@qelos/integrator-express
Express middleware that resolves the current Qelos user, active workspace, and a per-request SDK client before your route handler runs, and exposes them on req.qelos.
This is the Express implementation of the Qelos integrator contract — the same shape exposed by @qelos/integrator-fastify, @qelos/integrator-nest, @qelos/integrator-next, @qelos/integrator-nuxt, and the FastAPI integrator.
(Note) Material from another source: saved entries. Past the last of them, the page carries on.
PR #11857, opened 2025-05-06
feat: Use multiplication symbol for packaging counts

Freso:
Rather than using the letter “x” which has multiple different meanings and connotations in different contexts, use the Unicode symbol “×” which means multiplication—which is exactly the meaning of “x” used here.

We already use proper Unicode symbols for various dashes (e.g., em‐dashes (—) in ingredient lists, en‐dashes (–) in page titles), so makes sense (to me) to also do so here.


stephanegigandet (approved):
Looks good, thank you!

PR #11859, opened 2025-05-06
fix: Pin Test2::Harness at <2

### LINKED ISSUE #11858: Tests are hanging after the first unit test has been completed
### What
- Running tests individually works fine but make tests hangs after the first test

1. make tests

If you get a shell inside the backend container then it seems to work fine.

Suspect this may be an issue with a newer version of Test2::Harness

john-gom:

### What

It looks like Test2::Harness version 2 has introduced some breaking changes for us

- Fixes #11858

### DIFF
--- a/cpanfile
+++ b/cpanfile
@@ -146,8 +146,8 @@ on 'develop' => sub {
   requires 'Devel::Cover';
   requires 'Devel::Cover::Report::Codecov';
   requires 'Devel::Cover::Report::Codecovbash';
-  requires 'Test2::Harness';
-  requires 'Test2::Harness::Renderer::JUnit';
+  requires 'Test2::Harness', '<2'; # Seems to be a problem with newer versions in Docker. See #11858
+  requires 'Test2::Harness::Renderer::JUnit', '<2'; # As above
 };
 
 feature "off_server_dev_tools", "Optional development tools" => sub {


cpanfile
```diff
@@ -146,8 +146,8 @@ on 'develop' => sub {
   requires 'Devel::Cover';
   requires 'Devel::Cover::Report::Codecov';
   requires 'Devel::Cover::Report::Codecovbash';
-  requires 'Test2::Harness';
-  requires 'Test2::Harness::Renderer::JUnit';
+  requires 'Test2::Harness', '<2'; # Seems to be a problem with newer versions in Docker. See #11858
```
hangy, line 149: The latest version I can find on CPAN is 1.000157 from 2025-05-04. Pinning CPAN modules in general does sound like a  good idea anyways (as they often don't use SemVer and can introduce breaking changes in minor version). I just don't understand how this change helps with #11858.

jayaddison: Before one of our [failed Perl tests runs](https://github.com/openfoodfacts/openfoodfacts-server/actions/runs/14832596802/job/41638320538) (6h timeout), [`Test2-Harness-2.000005` was installed](https://github.com/openfoodfacts/openfoodfacts-server/actions/runs/14832596802/job/41637025795#step:4:7156).

There's a CPAN note about a [botched trial release](https://metacpan.org/dist/Test2-Harness/changes#L3) -- perhaps the 2.x version was only available temporarily.

hangy: Yep that could be possible. I don't know how CPAN handels retracted versions

hangy (approved):

jayaddison (approved):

If you are new to Qelos, read Getting Started as an Integrator first for the overall flow (CLI, blueprints, deployment).
1. Install
npm install @qelos/integrator-express @qelos/sdk
# express is a peer dependency
npm install expressRequirements:
- Node.js ≥ 18 (the integrator uses the global
fetch). - Express 4 or 5.
2. Configure the middleware
// app.ts
import express from 'express';
import { createQelosMiddleware } from '@qelos/integrator-express';
const app = express();
app.use(
createQelosMiddleware({
config: {
appUrl: process.env.QELOS_APP_URL!, // e.g. https://your-qelos-instance.com
},
}),
);The middleware:
- Reads the access token from
Authorization: Bearer …or theq_access_tokencookie, and the refresh token fromq_refresh_token. - Builds a per-request
QelosSDKinstance bound to those tokens. - Calls
sdk.authentication.getLoggedInUser()andsdk.workspaces.getList(). - Picks the active workspace (first by default — override with
resolveWorkspace). - Attaches everything to
req.qelosand callsnext().
All configuration options
createQelosMiddleware({
config: {
appUrl: 'https://your-qelos-instance.com', // required
// Service-to-service: use a static API token instead of cookies/refresh.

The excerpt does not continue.